The president's call for more accommodative monetary policy comes as the economy shows signs of slowing. The BEA also released its quarterly gross domestic product report on Wednesday, showing a year-over-year decrease in economic activity of 0.3% — driven in large part by an increase in imports as companies sought to stock up on overseas goods ahead of rising tariff costs. Spending on imported goods reduces GDP.

But Fed officials have been circumspect about adjusting their monetary policy stance in the face of widespread economic uncertainty, much of which is being driven by Trump's tariff proposals. 

"It's just too soon to say what the appropriate monetary policy response to these new policies will be," Fed Chair Jerome Powell said earlier this month. "Fast forward a year from now, the uncertainty will be much lower and the effects of the policies will be clear."

Wednesday's report is unlikely to break the Fed out of its holding pattern. Even dovish — meaning inclined to cut rates — members of the Federal Open Market Committee have said they are unlikely to support a rate cut at next week's meeting. 
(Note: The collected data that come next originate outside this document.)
PR #438, opened 2022-05-11
fix: deployment template smtp secret ref

iutx:
## Checklist

      and signed the CLA.
      introduces a new feature.
      the changes.
      works.
      appropriate).

### DIFF
--- a/helm/charts/kratos/templates/deployment.yaml
+++ b/helm/charts/kratos/templates/deployment.yaml
@@ -147,11 +147,13 @@ spec:
                   name: {{ include "kratos.secretname" . }}
                   key: secretsCipher
                   optional: true
+            {{- if .Values.kratos.config.courier.smtp.connection_uri }}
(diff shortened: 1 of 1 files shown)


Demonsthere (approved):
Good catch, thanks! 😃

dan2kx:
is this change needed? it means when doing an upgrade it will fail to add that secret ref and the pod will fail, unless a placeholder is used? Which happened to me...

Demonsthere:
@dan2kx I'm a bit confused by your comments, by adding the guard we should not enforce the env if it is not set in the config. Before that change the env was always required

dan2kx:
The secrets are created when the helm chart is first deployed and not on upgrade, so I would suggest this be moved to the secret chart if necessary? 

since this change, when using this chart to upgrade, I have to add a fake secret to the values file for the container to use the secret that is already in the configured in kubernetes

During an interview with Bloomberg TV last week, Fed Gov. Christopher Waller, who has said he is inclined to "look through" tariff-driven price growth, said he needs to see where trade policy settles later this year and how the economy responds before supporting a cut. 

"I don't think you're going to see enough happen in the real data in the next couple of months, until you get past July," Waller said. "When you get to the second half of the year, we'll start having better ideas of what's going to happen with the tariff world that the administration is considering, and by then you'll start seeing more in the form of tariff price pass through and also stuff on the real side."

Other Fed officials have been skeptical about just how much the pricing picture has improved in recent months. In a speech last week, Gov. Adriana Kugler pointed to recent uptick in goods prices as a potential sign of creeping inflation. She also noted an increase in non-housing services inflation, which she said could be a signal about service costs writ large.

In Wednesday's GDP report, the BEA said that quarter-to-quarter PCE inflation increased 3.6%, up from 2.4% during the fourth quarter of last year. While more prone to swings than annualized data, the quarterly inflation series is viewed by some as an early indication of rising inflationary pressures.

These trends are particularly worrisome, Kugler has said, given the rising near- and medium-term expectations for inflation and the looming pricing impact of tariffs as well as other administrative policy changes.

"I am also monitoring any risks to the outlook, especially upside risks on inflation or downside risks to employment. Still, I think our monetary policy is well positioned for changes in the macroeconomic environment," she said. "Thus, I will support maintaining the current policy rate for as long as these upside risks to inflation continue, while economic activity and employment remain stable."